== TASK TO COMPLETE ==
All entries below are to be returned in full, exactly as they stand.
(DATA SHOWN Opens)
PR #99, opened 2026-05-27
fix: make option & choice titles optional and nullable

nina-dk:


Knorcedger (changes requested):
Found one issue:

- [P2] Accept nullable choice titles in the validator — `src/resolvers/printOrders.ts:88-92`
(DATA SHOWN Closes)
== FINAL ANSWER ==
PR #99, opened 2026-05-27
fix: make option & choice titles optional and nullable

nina-dk:


Knorcedger (changes requested):
Found one issue:

- [P2] Accept nullable choice titles in the validator — `src/resolvers/printOrders.ts:88-92`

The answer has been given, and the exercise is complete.